The phylogenetic group Apicomplexans include some of the most important protist parasites that play an important role in human health. Despite their global impact, they are understudied, which allows these parasites to continue to burden resource poor communities. Many of these parasites have a complex lifecycle such as the parasite that causes malaria, Plasmodium falciparum. This requires the parasite to rapidly adapt to many environments.

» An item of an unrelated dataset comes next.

PR #635, opened 2019-01-05
In fix_includes, treat associated headers as main-CU headers for sorting

jbytheway:
`fix_includes.py`, when sorting headers, will put main-CU #include lines first.

It should respect `IWYU pragma: associated` as a way for the user to specify what the main-CU files are when its heuristics fail (this pragma is [already defined](https://github.com/include-what-you-use/include-what-you-use/blob/master/docs/IWYUPragmas.md#iwyu-pragma-associated) by IWYU for this purpose).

The parasite achieves this through dynamic regulation of gene expression as seen through transcriptomics studies. Precise regulation of gene expression is also critical within each developmental stage e.g., the cascading pattern of gene expression in the pathogenic, intraerythrocytic development cycle (IDC). The mechanisms of regulating gene expression within the IDC are poorly understood. The number of transcription factors in the genome of Plasmodium falciparum is one of the lowest among studied organisms. Therefore, it is apparent that there are other mechanisms of regulation that play an essential role.

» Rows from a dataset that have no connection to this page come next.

PR #637, opened 2019-01-13
Stop ignoring uses for builtins with mappings

jbytheway:
Currently IWYU will ignore all uses of buitlins.

This makes sense normally.  However, when a symbol has an explicit mapping defined, we should not ignore uses of it.

In particular, for example, one might require a particular header to be included when certain builtins are used, and this change allows that by defining a mapping for that builtin (whereas before all uses of builtins were ignored).

This change is originally inspired by the fact that some `cmath` functions (`std::pow`, `std::round`, perhaps more) are considered a builtin by clang with certain compiler settings, and IWYU was suggesting removing the include of `cmath`, which breaks the build.  I wanted to override this with a mapping, but it did not work.  With this change, that will now work.

Moreover, I think there is wider application to mappings for buitlins.  For example, if a buitin exists on clang but not some other compiler and you have a header which emulates it for that other compiler, you want to make sure that IWYU enforces inclusion of that header, even though it's not needed on clang.

The solution I've implemented affects `ProcessFullUse`, which contains most of the code that will ignore a use under some situation or another.  For three of the situations therein, I make it not ignore the use when the symbol is a builtin that has a mapping to a file that does not (transitively) include the file containing the use.

The three situations are:
* When it's a builtin.
* When it's defined in this file.
* When it's defined in a file including this one.
All three changes are required to make this work for buitins, because clang considers a builtin to be defined at first use, so the second and third cases can apply for uses of builtins.  

This solution does not work for all builtins; some don't get noticed as uses by IWYU at all.  But I think that's a separate issue.

I've only changed builtin functions.  There is also code in `ProcessFullUse` for builtin templates, but I have no idea when those arise, so I'm taking the conservative option and not changing any behaviour for them.

Similarly, there are probably other times when IWYU ignores uses where it might be better to respect a mapping when it exists.  I actually wrote a broader version of this change which would affect some, but I don't really have evidence that it's necessary, so again I'm being conservative and just making the changes needed for builtins.

### DIFF
--- a/iwyu_ast_util.cc
+++ b/iwyu_ast_util.cc
@@ -39,6 +39,7 @@
 #include "clang/AST/TemplateName.h"
 #include "clang/AST/Type.h"
 #include "clang/AST/TypeLoc.h"
+#include "clang/Basic/Builtins.h"
 #include "clang/Basic/SourceLocation.h"
 #include "clang/Basic/SourceManager.h"
 
@@ -1077,6 +1078,15 @@ bool DeclsAreInSameClass(const Decl* decl1, const Decl* decl2) {
   if (decl1->getDeclContext() != decl2->getDeclContext())
     return false;
   return decl1->getDeclContext()->isRecord();
+}
+
+bool IsBuiltinFunction(const clang::NamedDecl* decl,
+                       const std::string& symbol_name) {
+  if (const clang::IdentifierInfo* iden = decl->getIdentifier()) {
+    return iden->getBuiltinID() != 0 &&
+           !clang::Builtin::Context::isBuiltinFunc(symbol_name.c_str());
+  }
+  return false;
 }
 
 // --- Utilities for Type.
--- a/iwyu_ast_util.h
+++ b/iwyu_ast_util.h
@@ -655,6 +655,10 @@ const clang::NamedDecl* GetNonfriendClassRedecl(const clang::NamedDecl* decl);
 // same, and it's a class (or struct).
 bool DeclsAreInSameClass(const clang::Decl* decl1, const clang::Decl* decl2);
 
+// Returns true if the given decl/name is a builtin function
+bool IsBuiltinFunction(const clang::NamedDecl* decl,
+                       const std::string& symbol_name);
+
 // --- Utilities for Type.
 
 const clang::Type* GetTypeOf(const clang::Expr* expr);
--- a/iwyu_output.cc
+++ b/iwyu_output.cc
@@ -1111,12 +1111,25 @@ void ProcessForwardDeclare(OneUse* use,
   }
 }
 
+// Returns true if the given symbol has a mapping defined to a file.
+static bool HasMapping(const string& symbol) {
+  return !GlobalIncludePicker().GetCandidateHeadersForSymbol(symbol).empty();
+}
+
 void ProcessFullUse(OneUse* use,
                     const IwyuPreprocessorInfo* preprocessor_info) {
   CHECK_(use->decl() && "Must call ProcessFullUse on a decl");
   CHECK_(use->is_full_use() && "Must not call ProcessFullUse on fwd-decl");
   if (use->ignore_use())   // we're already ignoring it
     return;
+
+  // We normally ignore uses for builtins, but when there is a mapping defined
+  // for the symbol, we should respect that.  So, we need to determine whether
+  // the symbol has any mappings.
+  bool is_builtin_function = IsBuiltinFunction(use->decl(), use->symbol_name());
+
+  bool is_builtin_function_with_mappings =
+      is_builtin_function && HasMapping(use->symbol_name());
 
   // (B1) If the definition is after the use, re-point to a prior decl.
   // If iwyu followed the language precisely, this wouldn't be
@@ -1162,7 +1175,7 @@ void ProcessFullUse(OneUse* use,
   // All this is moot when FunctionDecls are being defined, all their redecls
   // are separately registered as uses so that a definition anchors all its
   // declarations.
-  if (!use->is_function_being_defined()) {
+  if (!use->is_function_being_defined() && !is_builtin_function_with_mappings) {
     set<const NamedDecl*> all_redecls;
     if (isa<RecordDecl>(use->decl()) || isa<ClassTemplateDecl>(use->decl()))
       all_redecls.insert(use->decl());  // for classes, just consider the dfn
@@ -1188,7 +1201,7 @@ void ProcessFullUse(OneUse* use,
     return;
   }
   // A compiler builtin without a predefined header file (e.g. __builtin_..)
-  if (IsBuiltinFunction(use->decl(), use->symbol_name()) {
+  if (is_builtin_function && !is_builtin_function_with_mappings) {
     VERRS(6) << "Ignoring use of " << use->symbol_name()
              << " (" << use->PrintableUseLoc() << "): built-in function\n";
     use->set_ignore_use();
@@ -1254,7 +1267,8 @@ void ProcessFullUse(OneUse* use,
   // the language requires).
   // TODO(csilvers): remove this when we resolve the bugs with macros/typedefs.
   if (preprocessor_info->FileTransitivelyIncludes(
-          GetFileEntry(use->decl()), GetFileEntry(use->use_loc()))) {
+          GetFileEntry(use->decl()), GetFileEntry(use->use_loc())) &&
+      !is_builtin_function_with_mappings) {
     VERRS(6) << "Ignoring use of " << use->symbol_name()
              << " (" << use->PrintableUseLoc() << "): 'backwards' #include\n";
     use->set_ignore_use();
--- a/iwyu_output.cc
+++ b/iwyu_output.cc
@@ -1188,14 +1188,11 @@ void ProcessFullUse(OneUse* use,
     return;
   }
   // A compiler builtin without a predefined header file (e.g. __builtin_..)
-  if (const clang::IdentifierInfo* iden = use->decl()->getIdentifier()) {
-    if (iden->getBuiltinID() != 0 &&
-        !clang::Builtin::Context::isBuiltinFunc(use->symbol_name().c_str())) {
-      VERRS(6) << "Ignoring use of " << use->symbol_name()
-               << " (" << use->PrintableUseLoc() << "): built-in function\n";
-      use->set_ignore_use();
-      return;
-    }
+  if (IsBuiltinFunction(use->decl(), use->symbol_name()) {
+    VERRS(6) << "Ignoring use of " << use->symbol_name()
+             << " (" << use->PrintableUseLoc() << "): built-in function\n";
+    use->set_ignore_use();
+    return;
   }
   // Special case for operators new/delete: Only treated as built-in if they
   // are the default, non-placement versions.
--- a/tests/cxx/built_ins_with_mapping.cc
+++ b/tests/cxx/built_ins_with_mapping.cc
@@ -1,0 +1,40 @@
+//===--- built_ins_with_mapping.cc - test input file for iwyu -------------===//
+//
+//                     The LLVM Compiler Infrastructure
+//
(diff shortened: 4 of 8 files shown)


kimgr:
Typo in commit message:
> This allows mapping to be defined to those to IWYU does not remove #include <cmath>.

to those to -> to those so

Overall this sentence reads a little funny. How about `This makes IWYU respect mappings for such builtins, so as not to remove #include <cmath>.`?

iwyu_output.cc
```diff
@@ -1069,6 +1069,34 @@ void ProcessFullUse(OneUse* use,
   if (use->ignore_use())   // we're already ignoring it
     return;
 
+  // We normally ignore uses for builtins, but when there is a mapping defined
+  // for the symbol, we should respect that.  So, we need to determine whether
+  // the symbol has any mappings.
+  bool is_builtin_function = false;
+  if (const clang::IdentifierInfo* iden = use->decl()->getIdentifier()) {
```
kimgr: I think it would be nice to break this code out to a helper in `iwyu_ast_util` -- the flow in `ProcessFullUse` is overwhelming enough without these details. Something like `bool IsBuiltinFunction(const clang::NamedDecl* decl, const std::string& symbol_name);`

kimgr:
I think this may have been introduced by e31cd2adda44729ad17df8446008935ae3f8b69e -- before that we did strict name checking on `__builtin_` to detect builtins. I wonder if we could just relax the builtin detection to look at compiler builtins and not library builtins? I haven't looked at/fully understand the details and the difference between the two kinds, but I think there's some distinction that we could possibly detect.

iwyu_output.cc
```diff
@@ -1069,6 +1069,34 @@ void ProcessFullUse(OneUse* use,
...
+    is_builtin_function = iden->getBuiltinID() != 0 &&
+        !clang::Builtin::Context::isBuiltinFunc(use->symbol_name().c_str());
+  }
+
+  bool is_builtin_function_with_mappings = false;
+
+  if (is_builtin_function) {
+    for (const std::string& public_file :
```
kimgr: There's some conceptual mismatch between the variable name `is_builtin_function_with_mappings` and what this code is doing. I don't yet understand the details perfectly, but spontaneously it feels like this could be triggered even if there are not strictly any mappings involved.

I'm having a hard time getting my head around the algorithm here; could you spell out an example where the cyclic detection would trigger?

Thanks!

kimgr: I think maybe this is a variant of a more general problem/algorithm, that might as well live in `iwyu_include_picker`, but I want to make sure I understand what's going on before suggesting anything potentially stupid :)

iwyu_output.cc
```diff
@@ -1069,6 +1069,34 @@ void ProcessFullUse(OneUse* use,
...
+        GlobalIncludePicker().
+          GetCandidateHeadersForSymbol(use->symbol_name())) {
+      // To avoid cyclic includes we must only count files that do not
+      // include this one.
+      const FileEntry* public_file_entry =
+        preprocessor_info->IncludeToFileEntry(public_file);
```
kimgr: Continued lines should be indented four spaces from the line above. Clang-format on the changed lines might help here.

iwyu_output.cc
```diff
@@ -1069,6 +1069,34 @@ void ProcessFullUse(OneUse* use,
...
+      if (public_file_entry == nullptr ||
+          !preprocessor_info->FileTransitivelyIncludes(
+            public_file_entry, GetFileEntry(use->use_loc()))) {
```
kimgr: See above about indentation

tests/cxx/built_ins_with_mapping.imp
```diff
@@ -0,0 +1,9 @@
+# Header mappings for IWYU tests.
+# Note that some headers listed here don't actually exist; we just want
+# IWYU to suggest using them
+[
+  { symbol: ["__builtin_expect", "private", "\"tests/cxx/built_ins_with_mapping-d2.h\"", "public"] },
+  { symbol: ["__builtin_strlen", "private", "\"tests/cxx/built_ins_with_mapping-d3.h\"", "public"] },
+  { symbol: ["__builtin_strcmp", "private", "\"tests/cxx/built_ins_with_mapping.h\"", "public"] },
```
kimgr: There's all sorts of special rules for the associated header, so maybe the test would be stronger if it used a non-associated header for this mapping/test scenario?

I'm fully prepared to accept it doesn't make a difference, but I thought I'd ask.

jbytheway: As mentioned above, I'm specifically using the associated header because there are potential issues there.

jbytheway:
> I think this may have been introduced by [e31cd2a](https://github.com/include-what-you-use/include-what-you-use/commit/e31cd2adda44729ad17df8446008935ae3f8b69e) -- before that we did strict name checking on `__builtin_` to detect builtins. I wonder if we could just relax the builtin detection to look at compiler builtins and not library builtins? I haven't looked at/fully understand the details and the difference between the two kinds, but I think there's some distinction that we could possibly detect.

I know very little of clang internals, so I wasn't sure whether this was possible.  I considered looking into it, but decided that supporting mappings for all builtins would be less surprising to users.

If you disagree, then I can look into that alternative.  It would almost certainly be a simpler change to IWYU than this one.

iwyu_output.cc
jbytheway: So, I tried moving the logic to `iwyu_include_picker` and it seemed inelegant, because it needs the proprocessor_info as well, and currently that file doesn't use any preprocessor info at all.  So instead I just pulled it out into a static function in `iwyu_output.cc`.

jbytheway:
OK, I have pushed a few changes:
* Fixed bad commit message.
* Factored out two functions.
* Ran `clang-format`.
I've left things as separate commits for now to facilitate review; can squash later as desired.

iwyu_output.cc
```diff
@@ -1062,13 +1062,43 @@ void ProcessForwardDeclare(OneUse* use,
   }
 }
 
+// Returns true if the given symbol has a mapping defined to a file, and that
```
kimgr: Thank you for this! Now I understand what this snippet is really doing.

iwyu_output.cc
```diff
@@ -1062,13 +1062,43 @@ void ProcessForwardDeclare(OneUse* use,
...
+static bool HasMappingSuitableForFile(
+    const string& symbol, const FileEntry* file,
+    const IwyuPreprocessorInfo* preprocessor_info) {
+  for (const std::string& public_file :
+       GlobalIncludePicker().GetCandidateHeadersForSymbol(symbol)) {
+    // To avoid cyclic includes we must only count files that do not
+    // include this one.
+    const FileEntry* public_file_entry =
+        preprocessor_info->IncludeToFileEntry(public_file);
+    if (public_file_entry == nullptr ||
```
kimgr: This nullptr check feels cowardly :) Let me see if I can understand what it means:

If `IncludeToFileEntry` returns `nullptr`, it means we haven't seen the public mapped header anywhere in our include graph, which means we cannot have included it. Is that it?

tests/cxx/built_ins_with_mapping.cc
```diff
@@ -0,0 +1,40 @@
...
+//
+// This file is distributed under the University of Illinois Open Source
+// License. See LICENSE.TXT for details.
+//
+//===----------------------------------------------------------------------===//
+
+#include "tests/cxx/built_ins_with_mapping.h"
+#include "tests/cxx/built_ins_with_mapping-d1.h"
+
+// Noramlly if we use a builtin function IWYU will ignore uses of it.
```
kimgr: Typo: Noramlly

iwyu_output.cc
```diff
@@ -1062,13 +1062,43 @@ void ProcessForwardDeclare(OneUse* use,
...
+        !preprocessor_info->FileTransitivelyIncludes(public_file_entry, file)) {
```
kimgr: Hmm. I wonder if it's legit to use `FileTransitivelyIncludes` in the IWYU output stage. I see that it's been used before, but I remember running into problems in PR #594 because I couldn't be sure that the include I was basing decisions on wouldn't be added/removed later in the analysis. Or something like that.

So in this example, what if `public_file_entry` does not include `file`, but a later analysis pass adds it? Will that invalidate the analysis?

It does seem unlikely to me that we would be editing files we have mappings for, though... Thoughts?

iwyu_output.cc
jbytheway: Yes.  This happens for example in the test case for `built_ins_with_mapping-d2.h`.

tests/cxx/built_ins_with_mapping.cc
jbytheway: Fixed.

iwyu_output.cc
jbytheway: ...of course, by adding a `#include` of an unseen header we could perhaps be creating a cyclic include, but I don't think there's anything that can be done about that.

iwyu_output.cc
kimgr: Thanks for walking me through this. Let's start with the simpler same-file check, and we can circle back to this if it becomes a problem. Don't forget to update the doc comment for the function.

jru:
Hi,

I was briefly looking into this and realized that there is `unsigned FunctionDecl::getBuiltinID()` in clang. It handles a couple of special cases. Maybe it also works here?

In any case, the code in iwyu_output.cc should probably be rewritten to make use of it instead.

jbytheway:
> I was briefly looking into this and realized that there is `unsigned FunctionDecl::getBuiltinID()` in clang. It handles a couple of special cases. Maybe it also works here?
> 
> In any case, the code in iwyu_output.cc should probably be rewritten to make use of it instead.

It looks like that might indeed do a better job than what is currently being used.  That might well be a simpler fix for the `cmath` problem.  I might try it when I get the chance.  I think it's somewhat orthogonal to this issue, though.

iwyu_output.cc
jbytheway: I've had an idea for an alternative solution that might be neater.  I'm going to investigate that first.

iwyu_ast_util.cc
```diff
@@ -1079,6 +1080,15 @@ bool DeclsAreInSameClass(const Decl* decl1, const Decl* decl2) {
   return decl1->getDeclContext()->isRecord();
 }
 
+bool IsBuiltinFunction(
```
kimgr: This is correct formatting, but I think it would look nicer as:
```
bool IsBuiltinFunction(const clang::NamedDecl* decl,
                       const std::string& symbol_name) {
    ...
}
```

Does clang-format leave that alone?

iwyu_ast_util.h
```diff
@@ -655,6 +655,10 @@ const clang::NamedDecl* GetNonfriendClassRedecl(const clang::NamedDecl* decl);
 // same, and it's a class (or struct).
 bool DeclsAreInSameClass(const clang::Decl* decl1, const clang::Decl* decl2);
 
+// Returns true if the given decl / name is a builtin function
```
kimgr: No space around / in "decl/name"

jbytheway:
Some more updates:
* Rebased on master.
* Given the changes in #652 it's no longer a problem for the mapping to point to a header using the symbol, so now more files are "safe" and I've replaced `HasMappingSuitableForFile` with a simpler `HasMapping`.
* Did the two formatting changes you suggested above, and a couple more arising out of the simplification of `HasMapping`.

Questions:
* Is `HasMapping` still worth being a separate function?  I think yes; it's only one line, but it's not obvious what it's doing and giving it a name helps.
* Would you like me to squash everything down to a single commit?

kimgr:
Looks great!

I agree that `HasMapping` is warranted as you suggested.

I would prefer the `IsBuiltinFunction` refactor as one commit, and the rest as a single commit.

jbytheway:
Rebased into two commits as suggested.

kimgr:
Thank you for pushing this through, looks great!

One such mechanism that has gained attention is post-transcriptional (epitranscriptional) modification of mRNA, particularly the N6-methyladenosine (m6A) modification of adenosine catalysed by the evolutionarily conserved m6A writer complex. It is believed that m6A enrichment affects mRNA stability leading to faster degradation of transcripts, resulting in lower abundance and decreased translation. Studied in this field have been limited by the limited availability of inducible knockdown systems for this essential complex.
In this study we adapt knock-sideways to conditionally knockdown components of the m6A writer and study the resulting phenotypes. We report that the m6A writer is essential concurring with the work of Baumgarten et al. (2019). Knockdown of the m6A results in an increase in total RNA and in the specific transcripts. These changes were also observed at the protein level using proteomics studies. We further analyse the effect m6A writer knockdown has on the half-life of specific mRNA that is predicted to be m6A enriched by the m6A writer.
These findings support the hypothesis that the m6A regulates the expression of specific genes by targeted degradation of mRNA, thus reducing translation. Further studies are needed to identify the mechanisms of targeted mRNA degradation.